### Task statement
The following data has a line with "PR #36, opened 2014-12-16" and a line with "It's better if". Write out exactly those lines and all the lines between them.

Collected data
PR #342, opened 2021-05-03
Simplify IdbStore

arv:
By moving more code to JS

### DIFF
--- a/src/kv/idbstore.rs
+++ b/src/kv/idbstore.rs
@@ -55,12 +55,6 @@ impl From<JsValue> for StoreError {
     }
 }
 
-impl From<futures::channel::oneshot::Canceled> for StoreError {
-    fn from(_e: futures::channel::oneshot::Canceled) -> StoreError {
-        StoreError::Str("oneshot cancelled".into())
-    }
-}
-
 pub struct IdbStore {
     // We would like:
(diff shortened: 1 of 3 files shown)


src/kv/idbstore.rs
```diff
@@ -106,84 +112,37 @@ pub struct IdbStore {
...
-        request.set_onupgradeneeded(Some(onupgradeneeded.as_ref().unchecked_ref()));
-        receiver.await?;
-
-        let db: IdbDatabase = request.result()?.into();
-        let db_copy = db.clone();
-        let onversionchange = Closure::once(move |_event: web_sys::IdbVersionChangeEvent| {
-            db_copy.close();
-        });
-        db.set_onversionchange(Some(onversionchange.as_ref().unchecked_ref()));
-        onversionchange.forget();
```
arv, line 140: I started all of this work because of this line. I was feeling anxiety about this and thought that it might have been the reason for the slowdown. It was not.

But after going down this route I felt that this PR was an approvement even if it does not fix the issue.

aboodman (approved):
Really nice. Were you waiting on me here to LG this for some reason?

arv:
Not really waiting on anything. It was not not blocking in any way

PR #343, opened 2021-05-04
Use Vec<8> instead of string for ChangedKeys

arv:
All the way to the RPC barrier, at which point we turn the Vec<u8> to a
String.


arv:
I could not get this to share the underlying `[u8]` and using `RC` seems overkill for this.

I think if I refactor `prolly::Map::flush` to return the pending changed keys maybe I can get the ownership working.

PR #347, opened 2021-05-08
first set of DagMap building blocks

phritz:
progress towards https://github.com/rocicorp/rocicorp-internal/issues/17


aboodman:
Exciting!

phritz:
> Exciting!

Yes, it's basic but it's a start!

src/btree/node.rs
```diff
@@ -0,0 +1,289 @@
...
+#[derive(Debug)]
+pub enum Node<'a> {
+    Internal(fb::InternalNode<'a>),
+    Leaf(fb::InternalNode<'a>),
+    Data(fb::DataNode<'a>),
+}
+
+impl Node<'_> {
+    // key_iter returns an Iterator that iterates the keys contained in the node.
+    pub fn key_iter<'b, 'a: 'b>(&'a self) -> Box<dyn Iterator<Item = &'a [u8]> + 'b> {
```
phritz, line 32: Someone is going to suggest why not just have an iter over both key and value and ignore the value when it's not needed. Good suggestion! I think when I started this I mistakenly thought for some reason I shouldn't iterate the values, like in case they are large. But since the value is just a reference to something it's not going to be large itself. I'll make that change in the next PR.

phritz: Oh, I remember now. The values in data nodes are [u8] but the values internal nodes are chunk hashes aka &strs, so not obvious how to share an interator.

PR #348, opened 2021-05-08
Node::try_from.

sayrer:
I got this to work with named lifetimes. The errors for anonymous lifetimes were _really_ confusing.


phritz (approved):
Thanks!

phritz:
Looks like you just need to cargo fmt... (Going afk, one of us will merge soonish, thanks again!)

sayrer:
I got a bunch of files changed running fmt with cargo 1.52. I'd suggest cribbing this script from Rustls, so the format operation is the same for everyone: https://github.com/ctz/rustls/blob/main/admin/fmt

aboodman:
Actually the fmt seems addressed so will merge now.

PR #353, opened 2021-05-19
Made open, close and get_root exported functions

arv:
These can be directly invoked from JS now

### DIFF
--- a/src/wasm.rs
+++ b/src/wasm.rs
@@ -1,11 +1,16 @@
-use std::sync::Once;
+use crate::{
+    dag,
+    db::{self, GetRootError},
+    embed,
+    kv::memstore::MemStore,
+};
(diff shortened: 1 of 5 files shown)


src/wasm.rs
```diff
@@ -38,3 +43,93 @@ fn init_panic_hook() {
     console_error_panic_hook::set_once();
     init_console_log();
 }
+
+// thread_local! {
+//     static KV_STORES: HashMap<String, Box<dyn Store>> = Default::default();
+// }
+
+thread_local! {
+    pub static KV_STORES: RefCell<HashMap<String, Arc<dyn Store>>> = Default::default();
```
arv, line 52: In the old world the state was kept in an async function with an iloop. Now it is a global and the async iloop is gone. The calls just originate from JS.

PR #6, opened 2014-01-09
Miscellaneous upgrades to the slider.

nadavsamet:
* Slider and module renaming to be more generic.
* Slider attributes renaming.
* Label positioning fix to stay inside the bar's bounds.
* Minor graphical changes.
* Slider can now be used as an attributes to simplify support in IE.


coomsie:
grt work, should be merged! Only one that works for me. :P

nadavsamet:
@coomsie Thanks!

PR #27, opened 2014-09-12
Class prefixes

ropsu:
This project uses slightly generic class names. This PR adds `rz-` prefix to class names. This decreases the likelihood of accidentally applying some external styles to the slider because of class name collisions.


rzajac:
Merged in

PR #32, opened 2014-10-29
Updated to work with jqLite/Ionic

willyboy:
Bound touchmove/mousemove to slider instead of document. Used $document.one to remove event on touchend/mouseup

### DIFF
--- a/rzslider.js
+++ b/rzslider.js
@@ -4,7 +4,7 @@
  * (c) Rafal Zajac <rzajac@gmail.com>
  * http://github.com/rzajac/angularjs-slider
  *
- * Version: v0.1.6
+ * Version: v0.1.6r
  *
  * Licensed under the MIT license
  */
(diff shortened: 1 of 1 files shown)


leandroz:
merge?

Yuripetusko:
+1 for the merge

Yuripetusko:
the only thing is missing here is bower main files are not properly defined. So my gulp wiredep cannot pick correct files to inject in html

it should be something like:

    "main": [
        "rzslider.js",
        "dist/rzslider.min.css"
    ],

Yuripetusko:
I doesn't look like you merged it properly? For example I cannot see `this.sliderElem.on('touchmove',` code in your master now

rzajac:
Unfortunately I had to go back to binding events to $document due to some problems - but I forgot to document it in the commit :(

It happened here: 3772b558af8bfe5f50ae0e8978c12b3487b83303

Yuripetusko:
Ok. Well it doesn't work with Ionic this way :/

Yuripetusko:
maybe @willyboy can help out.?

willyboy:
I'll take a look tonight. @rzajac Any specific problems I might be able to address in a fix?

rzajac:
If we could find a way for it to work in Ionic that would be great. I don't use it so I have no way to test it.

PR #36, opened 2014-12-16
progressive step

limpbrains:
Hi. I've added option called "progressive step" if it is true step will be calcualted automatically depending for value.

For example:
if (1 < value < 60 ) step = 1;
if (60 < value < 600) step = 10;
and so on

This is usefull for big values.


rzajac:
This would prevent setting some values. It's better to leave setting step to user.

PR #40, opened 2015-02-12
support ngChange

keithbox:
i use this range selection for a table filter, ng change is really in need!


rzajac:
Looks like this repo no longer exists.

PR #44, opened 2015-04-19
Update rzslider.less to contemplate all colors

fabiowitt:


rzajac:
The new LESS file was added in the latest release

Issue #26, opened 2014-09-06
add selection bar when slider have only one pointer


corcisun:
Now the selection bar "<span class="bar selection"></span>" is rendered only when I define two pointers, such as the first example in your plunker (http://embed.plnkr.co/53AUdB/preview). 
 
It's better if the selection bar appears when I want, also when i use only one pointer..
You could set the selection bar in slider only by configuration or whatever you want.

If you make this issue you make me happy :) 

thanks.

PS: I can't send a screenshot of what I am thinking because github have some problem with uploads. I will upload an image as soon as i can.

psalaberria002:
+1

PR #48, opened 2015-05-23
Selection bar updates correctly now. 

psalaberria002:
Bug: Selection bar not updating when this.maxH.rzsl returns NaN. Related to #26

### DIFF
--- a/rzslider.js
+++ b/rzslider.js
@@ -653,7 +653,7 @@ function throttle(func, wait, options) {
      */
     updateSelectionBar: function()
     {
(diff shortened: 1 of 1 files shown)


rzajac:
Can you tell me how I can reproduce it? I believe this should be fixed somewhere else.

psalaberria002:
Yes, this happens when adding the slider into a modal (bootstrap modal). I also got the slider initially at zero, but solved that with the refresh event.

I confirm that the exact same slider outside of the modal works perfect.

rzajac:
I have no way to check it now but I believe I fixed it with making sure maxH.rzsl is never NaN

PR #50, opened 2015-05-24
Selection bar not updating after rzSliderForceRender (fixed)

psalaberria002:
After some debugging I found the problem. rzSliderForceRender was calling thrHigh() even when not using range slider.

I guess this is a better fix than the previous one (#48)

### DIFF
--- a/rzslider.js
+++ b/rzslider.js
@@ -260,7 +260,7 @@ function throttle(func, wait, options) {
       {
         self.resetLabelsValue();
         thrLow();
-        thrHigh();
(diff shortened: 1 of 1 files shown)


rzajac:
Will it also work when rz-slider-always-show-bar is set ?

Calling thrHigh() calls updateSelectionBar() which updates selection bar.

psalaberria002:
I am using it with rz-slider-always-show-bar="true", and it works as expected. Since thrLow() calls updateSelectionBar() that's enough.

Issue #49, opened 2015-05-23
Ability to pass the template as a string or a templateUrl for the slider


psalaberria002:
It would be great to be able to edit the template for the slider. Maybe an attribute in the directive? What do you think?

psalaberria002:
What about something like this? I need to change the html inside the pointer, and this solves the issue.

Any other idea?

Thank you.

.directive('rzslider', ['$compile','RzSlider', function($compile,Slider)
{
  return {
    restrict: 'E',
    scope: {
      rzSliderFloor: '=?',
      rzSliderCeil: '=?',
      rzSliderStep: '@',
      rzSliderPrecision: '@',
      rzSliderModel: '=?',
      rzSliderHigh: '=?',
      rzSliderTranslate: '&',
      rzSliderHideLimitLabels: '=?',
      rzSliderAlwaysShowBar: '=?',
      rzSliderTemplate: '=?'
    },

    link: function(scope, elem, attr)
    {
        var template ='<span class="rz-bar"></span>' + // 0 The slider bar
                    '<span class="rz-bar rz-selection"></span>' + // 1 Highlight between two handles
                    '<span class="rz-pointer"></span>' + // 2 Left slider handle
                    '<span class="rz-pointer"></span>' + // 3 Right slider handle
                    '<span class="rz-bubble rz-limit"></span>' + // 4 Floor label
                    '<span class="rz-bubble rz-limit"></span>' + // 5 Ceiling label
                    '<span class="rz-bubble"></span>' + // 6 Label above left slider handle
                    '<span class="rz-bubble"></span>' + // 7 Label above right slider handle
                    '<span class="rz-bubble"></span>'; // 8 Range label when the slider handles are close ex. 15 - 17
                    
        if(scope.rzSliderTemplate !== undefined){
            template=scope.rzSliderTemplate;
        }
        elem.html(template);
        $compile(elem.contents())(scope);

        return new Slider(scope, elem, attr);
    }
  };
}]);

rzajac:
I would rather go somewhere in this direction: http://stackoverflow.com/a/20659860/282882

rzajac:
Implemented by #51

PR #51, opened 2015-05-24
Ability to pass the template for the slider #49

psalaberria002:
I have done some research regarding #49, and as far as I know there is not way to access the scope in the compile function. Same happens for the template function. You can only access data in $scope inside the LinkingFunction. 

Let me know if you would like to add this feature. I need it for a current project I am working on, so it would be perfect if I could fetch it directly from your repo.

Thank you.

### DIFF
--- a/rzslider.js
+++ b/rzslider.js
@@ -960,7 +960,7 @@ function throttle(func, wait, options) {
   return Slider;
 }])
 
-.directive('rzslider', ['RzSlider', function(Slider)
+.directive('rzslider', ['$compile','RzSlider', function($compile,Slider)
 {
   return {
     restrict: 'E',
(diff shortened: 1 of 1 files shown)


rzajac:
I decided to allow custom templates via templateUrl. See commit 19d51a94bbcfe79aa5065c25f31b33a649efb47e.

psalaberria002:
One suggestion regarding this. Instead of having the default template in a separate file, you should add it to the templateCache in the run section of the module. Then you avoid the 404 error in http://<baseurl>/rzSliderTpl.html.

    module('rzModule', []).run(function($templateCache) {
        var template = '<span class="rz-bar"></span>' + // 0 The slider bar
                '<span class="rz-bar rz-selection"></span>' + // 1 Highlight between two handles
                '<span class="rz-pointer"></span>' + // 2 Left slider handle
                '<span class="rz-pointer"></span>' + // 3 Right slider handle
                '<span class="rz-bubble rz-limit"></span>' + // 4 Floor label
                '<span class="rz-bubble rz-limit"></span>' + // 5 Ceiling label
                '<span class="rz-bubble"></span>' + // 6 Label above left slider handle
                '<span class="rz-bubble"></span>' + // 7 Label above right slider handle
                '<span class="rz-bubble"></span>'; // 8 Range label when the slider handles are close ex. 15 -     17
      $templateCache.put('rzSliderTpl.html', template);
    })

psalaberria002:
Implemented in #53. You can close this one.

### Exercise output
PR #36, opened 2014-12-16
progressive step

limpbrains:
Hi. I've added option called "progressive step" if it is true step will be calcualted automatically depending for value.

For example:
if (1 < value < 60 ) step = 1;
if (60 < value < 600) step = 10;
and so on

This is usefull for big values.


rzajac:
This would prevent setting some values. It's better to leave setting step to user.

PR #40, opened 2015-02-12
support ngChange

keithbox:
i use this range selection for a table filter, ng change is really in need!


rzajac:
Looks like this repo no longer exists.

PR #44, opened 2015-04-19
Update rzslider.less to contemplate all colors

fabiowitt:


rzajac:
The new LESS file was added in the latest release

Issue #26, opened 2014-09-06
add selection bar when slider have only one pointer


corcisun:
Now the selection bar "<span class="bar selection"></span>" is rendered only when I define two pointers, such as the first example in your plunker (http://embed.plnkr.co/53AUdB/preview). 
 
It's better if the selection bar appears when I want, also when i use only one pointer..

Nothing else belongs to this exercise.